= Oxymel =

Mixture of honey and vinegar, used as a medicine

Oxymel (from Latin 'acid and honey', from Ancient Greek ὀξύς 'acid' and μέλι 'honey') is a mixture of honey and vinegar, historically used as a medicine.

Its name is often found in Renaissance (and later) pharmacopoeiae in Late Latin form as either a countable or uncountable noun. As a countable noun, it is spelled variously as (singular) oxymellus and oxymellis, and
plural oxymeli and oxymelli.

== Etymology and recipe ==

Cato the Elder describes it thus:

Oxymelli. Fit vinum ex aceto & melle quod oxymel vocaverunt voce Graecanica. Nam (?) dicitur Graecis acetu & mel. Fit autem oxymel hoc modo. Mellis decem librae cum aceti heminis quinque, haec decies subserve faciunt atque ita sinunt inveterare. Themison summus autor damnavit oxymel & hydromel. Est autem hydromel vinum ex aquae & melle confectum, unde & nome. Celebrant autores ex omphacomel, quod fit ex uvae semiacerbae succo & melle fortiter trite unde & nome: Graec enim dicitur uvae acerbae, & vocant uvas & fructus immaturus. Hinc omphalicium oleum dictum, quod ex olivis acerbis quas (?) vocant, fit: & omphacium ex uva, quod vulgo agreste nominitant.
— Cato, reproduced by Columella, De Re Rustica

 A wine made from vinegar and honey, which in Greece was called oxymel, (from Ancient Greek oξύ 'acetu' and μίλ 'mel', hence [Latin] "oxymel"). It is made thus. Ten libras of honey with five heminas of vinegar, which will be subsumed. Themison confused oxymel and hydromel. But hydromel wine is made from water and honey, hence the name. Its name recalls the creation of omphacomel, which is made from semi-dry [i.e. sharp] grapes and sweet honey, hence the name, from Ancient Greek όμφας 'uvae acerbae, Sour grapes' and όμφαφκας 'fructus immaturus, unripe fruit'. Hence what is called omphalicium oleum ["omphalic oil"], from sour olives which in Greek is called δίγρας(?), and omphacium from grapes, commonly called agreste.

== Use ==

In the 1593 work Enchiridion chirurgicum, oxymel was recommended as part of a treatment for ophthalmia.

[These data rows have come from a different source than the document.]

Issue #8617, opened 2021-02-02
CheckCommand "vmware-esx-soap-host-net-nic" missing option


mrgohin:
Following option is missing:

```"--unplugged_nics_state" = "$vmware_unplugged_nics_state$"```

m4k5ym:
Just drop the issue or transfer it to somebody else.

I stopped using Icinga 2 and will not provide any further improvements.

PR #8618, opened 2021-02-02
Update vmware.conf

m4k5ym:
Added missing option "--unplugged_nics_state" to vmware-esx-soap-host-net-nic


m4k5ym:
#8617

Yonas-net (changes requested):
It also needs to be added to the [documentation](https://github.com/Icinga/icinga2/blob/master/doc/10-icinga-template-library.md#vmware-).

PR #8649, opened 2021-02-24
Icinga DB: HMSET the same fields only once

Al2Klimov:


Al2Klimov:
Boosts by about 25% with a Redis in the same DC.

julianbrost (approved):
One change in behavior I see is that now custom vars (or other referenced values) may now be synced by a later object, but I concluded that this shouldn't be an issue as there is no explicit ordering of HMSETs, but they are instead done in map iteration order (which is lexicographic, so `icinga:config:checkcommand` is already written before `icinga:config:customvar` for example):

https://github.com/Icinga/icinga2/blob/ed57d314008404447b8327221d6437b55dd1c164/lib/icingadb/icingadb-objects.cpp#L252-L257

Feel free to merge if you agree with my conclusion.

PR #8650, opened 2021-02-25
Icinga DB: re-insert only changed object attributes

Al2Klimov:


lib/icingadb/icingadb-objects.cpp
```diff
@@ -161,17 +162,65 @@ void IcingaDB::UpdateAllConfigObjects()
...
+				ObjectLock oLock (kvs);
+
+				for (auto& kv : kvs) {
+					if (key) {
+						redisCheckSums.emplace(std::move(*key), std::move(kv));
+						key = nullptr;
+					} else {
+						key = &kv;
+					}
+				}
```
julianbrost, line 190: Wouldn't it be easier to just iterate over the index in steps of 2?

lib/icingadb/icingadb-objects.cpp
```diff
@@ -161,17 +162,65 @@ void IcingaDB::UpdateAllConfigObjects()
...
+
+				cursor = res->Get(0);
+			} while (cursor != "0");
+		});
+
+		auto objectChunks (ChunkObjects(type.first->GetObjects(), 500));
+
+		std::map<String, std::vector<std::vector<String>>> ourContentRaw;
```
julianbrost, line 198: Please add a descriptive comment what's stored in here, i.e. what do those strings represent.

lib/icingadb/icingadb-objects.cpp
```diff
@@ -161,17 +162,65 @@ void IcingaDB::UpdateAllConfigObjects()
...
+		std::mutex ourContentMutex;
+		String configObject = m_PrefixConfigObject + lcType;
+
+		ourContentRaw[configCheckSum];
+		ourContentRaw[configObject];
```
julianbrost, line 203: Can't this be put in an initializer list instead?

lib/icingadb/icingadb-objects.cpp
```diff
@@ -161,17 +162,65 @@ void IcingaDB::UpdateAllConfigObjects()
...
+
+				for (auto& kv : ourContentRaw) {
+					auto pos (hMSets.find(kv.first));
+
+					if (pos != hMSets.end()) {
+						kv.second.emplace_back(std::move(pos->second));
+						hMSets.erase(pos);
+					}
+				}
+			});
```
julianbrost, line 222: Is there a specific reason for doing this in batches like the remaining Redis operations?

lib/icingadb/icingadb-objects.cpp
```diff
@@ -290,6 +343,146 @@ void IcingaDB::UpdateAllConfigObjects()
...
+					String* key = nullptr;
+
+					for (auto& kv : hMSet) {
+						if (key) {
+							dest.emplace(std::move(*key), std::move(kv));
+							key = nullptr;
+						} else {
+							key = &kv;
+						}
+					}
```
julianbrost, line 362: Again, iterating over the index in steps of 2 should give nicer code.

lib/icingadb/icingadb-objects.cpp
```diff
@@ -290,6 +343,146 @@ void IcingaDB::UpdateAllConfigObjects()
...
+		std::vector<String> setChecksum, setObject, delChecksum, delObject;
+
+		auto redisCurrent (redisCheckSums.begin());
+		auto redisEnd (redisCheckSums.end());
+		auto ourCurrent (ourCheckSums.begin());
+		auto ourEnd (ourCheckSums.end());
+
+		auto flushSets ([&]() {
+			setChecksum.insert(setChecksum.begin(), configCheckSum);
+			setChecksum.insert(setChecksum.begin(), "HMSET");
```
julianbrost, line 385: `setChecksum.insert(setChecksum.begin(), {"HMSET", configCheckSum});` should also work and be easier to understand (same for all following insert operations).

lib/icingadb/icingadb-objects.cpp
```diff
@@ -290,6 +343,146 @@ void IcingaDB::UpdateAllConfigObjects()
...
+			setObject.insert(setObject.begin(), configObject);
+			setObject.insert(setObject.begin(), "HMSET");
+
+			std::vector<std::vector<String>> transaction;
+
+			transaction.emplace_back(std::vector<String>{"MULTI"});
+			transaction.emplace_back(std::move(setChecksum));
+			transaction.emplace_back(std::move(setObject));
+			transaction.emplace_back(std::vector<String>{"EXEC"});
```
julianbrost, line 394: Can't this be an initializer list (same in the next lambda)?

lib/icingadb/icingadb-objects.cpp
```diff
@@ -351,8 +544,6 @@ void IcingaDB::DeleteKeys(const std::vector<String>& keys, RedisConnection::Quer
 std::vector<String> IcingaDB::GetTypeObjectKeys(const String& type)
```
julianbrost, line 544: Might be a good idea to rename this to reflect that these are actually the keys that are deleted and resynced from scratch with each sync.

lib/icingadb/icingadb-objects.cpp
```diff
@@ -290,6 +343,146 @@ void IcingaDB::UpdateAllConfigObjects()
...
+				++ourCurrent;
+				continue;
+			}
+
+			if (redisCurrent->second != ourCurrent->second) {
+				setOne();
+			}
+
+			++redisCurrent;
+			++ourCurrent;
```
julianbrost, line 475: I'd prefer an `if`/`else if`/`else` here to better highlight the three different cases how the two current keys could compare.

lib/icingadb/icingadb-objects.cpp
```diff
@@ -290,6 +343,146 @@ void IcingaDB::UpdateAllConfigObjects()
...
+		auto delOne ([&]() {
+			delChecksum.emplace_back(redisCurrent->first);
+			delObject.emplace_back(redisCurrent->first);
+
+			if (delChecksum.size() == 100u) {
+				flushDels();
+			}
+		});
+
+		for (;;) {
```
julianbrost, line 441: Have you considered using `std::set_{difference,intersection}` instead of this loop? I could understand if we'd want to avoid it as I think it'd be hard to use without additional copy operations.

julianbrost (changes requested):

lib/icingadb/icingadb-objects.cpp
Al2Klimov: This way avoids lock/unlock in the loop as well as copying the values unnecessarily.

lib/icingadb/icingadb-objects.cpp
Al2Klimov: 1. Locks less often
2. I just don’t need to skim the stuff away until just before it would be fired into Redis

lib/icingadb/icingadb-objects.cpp
Al2Klimov: Are you sure the HMSETs won’t be copied once more?

lib/icingadb/icingadb-objects.cpp
Al2Klimov: 1. You name it: copy, i.e. malloc, i.e. slowness.
2. We want speed, don’t we? That’s one single iteration.

lib/icingadb/icingadb-objects.cpp
julianbrost: But only because `icinga::Array` is totally strange :(

Al2Klimov: 🤷‍♂️

lib/icingadb/icingadb-objects.cpp
```diff
@@ -290,6 +341,133 @@ void IcingaDB::UpdateAllConfigObjects()
...
+				auto& dest (ourContent[source.first]);
+
+				for (auto& hMSet : source.second) {
+					auto stop (hMSet.size());
+
+					if (stop % 2u) {
+						--stop;
+					}
+
+					for (decltype(stop) i = 0; i < stop; i += 2u) {
```
julianbrost, line 357: `i < hMSet.size() - 1` would be simpler, i.e. iterate as long as accessing both `hMSet[i]` and `hMSet[i+1]` is safe.

julianbrost (changes requested):

julianbrost (approved):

Because Latin was (and is) still used widely in medical prescriptions, it was still known by this name in Victorian times:

Form. 206. Haustus cum Plumbi Acetate
℞: Plumbi Acetatis, gr. j. Solve in Aquae Rosae, ℥j.; et adde Oxymellis Simplicis, ʒj.; Tinct. Opii, ♏︎v.; Tinct. Digitalis, ♏︎x. Fiat Haustus, quartis vel sextis horis sumendus.
— James Copland, A Dictionary of Practical Medicine (1855)

Formula 206. Drink with lead(II) acetate

 Prescription: Lead acetate one grain. Dissolve in rose water, one ounce; and add undiluted oxymel, one drachm; tincture of opium, five minims; tincture of digitalis, ten minims. To be taken every four to six hours.

== Modern use ==
Clinical trials involving oxymel have investigated its impacts on chronic medical conditions including obesity although low sample sizes and lack of data mean that more research is needed before drawing conclusions.